Для ирано-турецких отношений в частности и для актуальных политических процессов на Ближнем Востоке в целом важно понять, кто сейчас составляет политические элиты в Иране и Турции. У руля власти в Иране находится поколение, пережившее с оружием в руках ирано-иракскую войну. Ветераны армии и Корпуса стражей исламской революции, духовенство страны знают о данной войне не понаслышке, и многое в текущих развитиях на Ближнем Востоке сопоставляют и соизмеряют с тем, что имело место в годы войны с саддамовским Ирaком. Высший руководитель Ирана Али Хаменеи в годы войны занимал пост президента, предыдущий президент страны Махмуд Ахмадинежад - ветеран этой войны, нынешний − находился на ответственных постах в командовании вооружёнными силами (1). В Турции же у власти пребывает политическая элита, которая знает о войне на примере достаточно локальных боевых действий против курдов на собственной территории и в Иракском Курдистане. Важно также подчеркнуть, что кто бы ни был за прошедшие с 1980-х годы у власти в Турции, он фактически никогда не ставил под серьёзный вопрос членство страны в НАТО. В Иране же обратная ситуация - ни один ведущий политик страны после Исламской революции 1979 года не ставил под вопрос наличие реальной угрозы национальной безопасности, исходящей от НАТО.

В Иране помнят занятую Турцией в целом нейтральную позицию в ходе ирано-иракской войны, однако, с некоторым креном в сторону "доброжелательного нейтралитета" к саддамовскому Ираку. К этому Анкару обязывало членство в НАТО и собственный экономический интерес. Как указывают турецкие авторы, в войне Ирака с Ираном 1980-1988 годов Анкара сохраняла нейтралитет. Однако, вместе с Западом Турция косвенным образом поддерживала Ирак. Данная поддержка, в первую очередь, проявилась в финансовом плане: Анкара покупала нефть у Багдада, а последний приобретал у турецких партнёров товары, в том числе и с использованием открытой турецкой стороной для иракцев кредитной линии (2). В 1980 годах порядка 60% потребляемой в Турции нефти импортировалось из воевавшего с Ираном Ирака (3). Другие турецкие источники также указывают, что в период ирано-иракской войны и вплоть до свержения саддамовского режима Турция являлась крупнейшим внешнеторговым партнёром Ирака.

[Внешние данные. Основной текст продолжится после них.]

PR #13659, opened 2021-11-10
Add a module to disable grub timeout with libyui-rest-api

JRivrain:
See https://progress.opensuse.org/issues/98889

VR: 
textmode: http://waaa-amazing.suse.cz/tests/15958
prod : https://openqa.suse.de/tests/overview?build=JRivrain/os-autoinst-distri-opensuse%2313659
yast2 gui: http://waaa-amazing.suse.cz/tests/15960

### DIFF
--- a/lib/YaST/Bootloader/BootCodeOptionsPage.pm
+++ b/lib/YaST/Bootloader/BootCodeOptionsPage.pm
@@ -3,24 +3,18 @@
 # Copyright 2021 SUSE LLC
 # SPDX-License-Identifier: FSFAP
 
-# Summary: The class introduces all accessing methods for Bootloader
+# Summary: The class introduces all accessing methods for Boot code options tab in bootloader module
 # Maintainer: QE YaST <qa-sle-yast@suse.de>
 
 package YaST::Bootloader::BootCodeOptionsPage;
+use parent 'Installation::Navigation::NavigationBase';
 use strict;
 use warnings;
 
-sub new {
-    my ($class, $args) = @_;
-    my $self = bless {
-        app => $args->{app}
-    }, $class;
-    return $self->init();
-}
-
 sub init {
     my ($self) = @_;
-    $self->{cmb_bootloader} = $self->{app}->combobox({id => '"Bootloader::LoaderTypeWidget"'});
+    $self->SUPER::init();
+    $self->{cmb_bootloader} = $self->{app}->combobox({id => "\"Bootloader::LoaderTypeWidget\""});
     $self->{cb_write_to_partition} = $self->{app}->checkbox({id => 'boot'});
     $self->{cb_bootdev} = $self->{app}->checkbox({id => 'mbr'});
     $self->{cb_custom_boot} = $self->{app}->checkbox({id => 'custom'});
@@ -28,7 +22,7 @@ sub init {
     $self->{cb_trusted_boot} = $self->{app}->checkbox({id => '"Bootloader::TrustedBootWidget"'});
     $self->{cb_generic_to_mbr} = $self->{app}->checkbox({id => '"Bootloader::GenericMBRWidget"'});
     $self->{cb_set_active_flag} = $self->{app}->checkbox({id => '"Bootloader::ActivateWidget"'});
-    $self->{tb_boot_options} = $self->{app}->tab({id => '"CWM::DumbTabPager"'});
+    $self->{tb_boot_loader_settings} = $self->{app}->tab({id => '"CWM::DumbTabPager"'});
     $self->{btn_ok} = $self->{app}->button({id => 'next'});
     $self->{btn_cancel} = $self->{app}->button({id => 'abort'});
     return $self;
@@ -36,7 +30,7 @@ sub init {
 
 sub is_shown {
     my ($self) = @_;
-    return $self->{tb_boot_options}->selected_tab();
+    return $self->{cmb_bootloader}->exist();
 }
 
 sub get_bootloader_type {
@@ -94,14 +88,9 @@ sub uncheck_write_to_mbr {
     $self->{cb_bootdev}->uncheck();
 }
 
-sub press_ok {
+sub switch_tab_bootloader_options {
     my ($self) = @_;
-    return $self->{btn_ok}->click();
-}
-
-sub press_cancel {
-    my ($self) = @_;
-    return $self->{btn_cancel}->click();
+    $self->{tb_boot_loader_settings}->select("Boot&loader Options");
 }
 
 1;
--- a/lib/YaST/Bootloader/BootloaderOptionsPage.pm
+++ b/lib/YaST/Bootloader/BootloaderOptionsPage.pm
@@ -1,0 +1,31 @@
+# SUSE's openQA tests
+#
+# Copyright 2021 SUSE LLC
+# SPDX-License-Identifier: FSFAP
+
+# Summary: The class introduces all accessing methods for Boot loader options tab in bootloader module
+# Maintainer: QE YaST <qa-sle-yast@suse.de>
+
+package YaST::Bootloader::BootloaderOptionsPage;
+use parent 'Installation::Navigation::NavigationBase';
+use strict;
+use warnings;
+
+sub init {
+    my $self = shift;
+    $self->SUPER::init();
+    $self->{txt_grub_timeout} = $self->{app}->textbox({id => "\"Bootloader::TimeoutWidget\""});
+    return $self;
+}
+
+sub is_shown {
+    my ($self) = @_;
+    $self->{txt_grub_timeout}->exist();
+}
+
+sub disable_grub_timeout {
+    my ($self) = @_;
+    $self->{txt_grub_timeout}->set("-1");
+}
+
+1;
--- a/lib/YaST/Bootloader/BootloaderSettingsController.pm
+++ b/lib/YaST/Bootloader/BootloaderSettingsController.pm
@@ -6,12 +6,12 @@
 # Summary: Controller for YaST bootloader module.
 # Maintainer: QE YaST <qa-sle-yast@suse.de>
 
-package YaST::Bootloader::BootloaderController;
+package YaST::Bootloader::BootloaderSettingsController;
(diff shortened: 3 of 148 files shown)


lib/YaST/Bootloader/BootLoaderSettingsPage.pm
```diff
@@ -0,0 +1,39 @@
...
+    my $self = bless {
+        app => $args->{app}
+    }, $class;
+    return $self->init();
+}
+
+sub init {
+    my ($self) = @_;
+    $self->SUPER::init();
+    $self->{tb_boot_loader_settings} = $self->{app}->tab({id => '"CWM::DumbTabPager"'});
```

Если сравнивать позицию Турции 30-летней давности с тем, какой курс она проводит на нынешнем этапе, то на ум приходят следующие аналогии. Турция в 1980-1988 годах извлекала выгоду из стеснённого положения обоих воюющих государств, пользуясь зонтиком безопасности НАТО. В настоящее время Турция стремится воспользоваться выгодами, вытекающими из стеснённого положения Ирана, продолжающего находиться под санкционным прессом Запада.

С запуском осенью прошлого года процесса оздоровления между Ираном и Западом перед ирано-турецкими отношениями открылись новые перспективы. Но, как можно понять, уже иранская сторона не особо предрасположена к неким прорывам в связях с Турцией. Даже в той их части, которая все предыдущие годы была особо востребованной для Тегерана - развитие торгово-экономических отношений с соседом.

На прошедшем 28-29 января саммите руководства двух стран вновь наметили амбициозные цели. В ближайшие годы планируется вывести взаимную торговлю на уровень $30 млрд. Подобный ориентир уже ставился несколькими годами ранее, но без особых шансов на реализацию.

В феврале 2010 года турецкая сторона озвучила готовность к реализации некоторых крупных ирано-турецких экономических проектов: создание совместного межгосударственного банка; учреждение совместного инвестиционного комитета; строительство индустриальных зон и формирование зон свободной торговли, в особенности на островах Кешм и Киш в Ормузском проливе; строительство аэропортов, которые бы управлялись турецкой стороной. Для всего этого был необходим серьёзный инвестиционный пакет участия Анкары, которого в реальности у неё не было и нет до настоящего момента. Поднять одну лишь отрасль гражданской авиации Ирана до приемлемого уровня осуществления безопасных пассажироперевозок стоит огромных вложений.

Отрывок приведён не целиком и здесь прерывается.